▶ **Exercise details**: From the entries below, gather each line containing the word "Playwright".

(Data excerpts)

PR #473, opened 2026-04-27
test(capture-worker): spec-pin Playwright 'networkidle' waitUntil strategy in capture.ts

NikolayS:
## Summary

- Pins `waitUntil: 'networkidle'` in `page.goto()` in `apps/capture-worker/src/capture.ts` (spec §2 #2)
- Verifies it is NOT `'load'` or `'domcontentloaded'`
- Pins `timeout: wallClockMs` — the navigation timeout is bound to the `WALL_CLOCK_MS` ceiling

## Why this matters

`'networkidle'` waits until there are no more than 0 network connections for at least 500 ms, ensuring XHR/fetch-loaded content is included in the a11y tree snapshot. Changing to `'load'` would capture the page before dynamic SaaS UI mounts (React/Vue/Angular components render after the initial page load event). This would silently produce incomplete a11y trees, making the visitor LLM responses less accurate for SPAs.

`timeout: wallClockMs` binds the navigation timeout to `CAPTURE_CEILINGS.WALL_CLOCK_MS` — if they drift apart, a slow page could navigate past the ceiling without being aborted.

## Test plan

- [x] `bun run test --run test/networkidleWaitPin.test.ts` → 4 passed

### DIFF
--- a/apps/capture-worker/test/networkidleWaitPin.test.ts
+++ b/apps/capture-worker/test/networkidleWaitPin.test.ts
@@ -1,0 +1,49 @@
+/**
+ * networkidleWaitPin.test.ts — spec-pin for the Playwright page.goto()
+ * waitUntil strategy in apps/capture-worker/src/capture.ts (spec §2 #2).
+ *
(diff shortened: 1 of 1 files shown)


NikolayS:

* * *

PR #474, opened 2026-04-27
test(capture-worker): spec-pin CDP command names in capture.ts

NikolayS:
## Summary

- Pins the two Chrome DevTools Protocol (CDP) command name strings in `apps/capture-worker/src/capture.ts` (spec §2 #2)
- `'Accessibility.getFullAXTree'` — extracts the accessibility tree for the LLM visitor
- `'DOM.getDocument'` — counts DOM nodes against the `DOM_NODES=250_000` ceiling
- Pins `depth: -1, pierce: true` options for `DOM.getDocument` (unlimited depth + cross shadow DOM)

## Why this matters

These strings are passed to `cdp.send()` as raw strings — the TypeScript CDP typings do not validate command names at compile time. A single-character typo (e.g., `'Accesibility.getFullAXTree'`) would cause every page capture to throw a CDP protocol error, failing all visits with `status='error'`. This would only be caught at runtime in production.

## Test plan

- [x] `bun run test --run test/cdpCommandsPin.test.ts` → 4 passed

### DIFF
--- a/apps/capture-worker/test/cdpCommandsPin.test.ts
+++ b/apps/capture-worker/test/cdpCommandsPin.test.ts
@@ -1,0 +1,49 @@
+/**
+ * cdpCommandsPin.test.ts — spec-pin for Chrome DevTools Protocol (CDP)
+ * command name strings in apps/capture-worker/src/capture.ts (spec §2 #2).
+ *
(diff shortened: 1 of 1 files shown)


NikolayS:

▶ **Solved exercise**:
test(capture-worker): spec-pin Playwright 'networkidle' waitUntil strategy in capture.ts
+ * networkidleWaitPin.test.ts — spec-pin for the Playwright page.goto()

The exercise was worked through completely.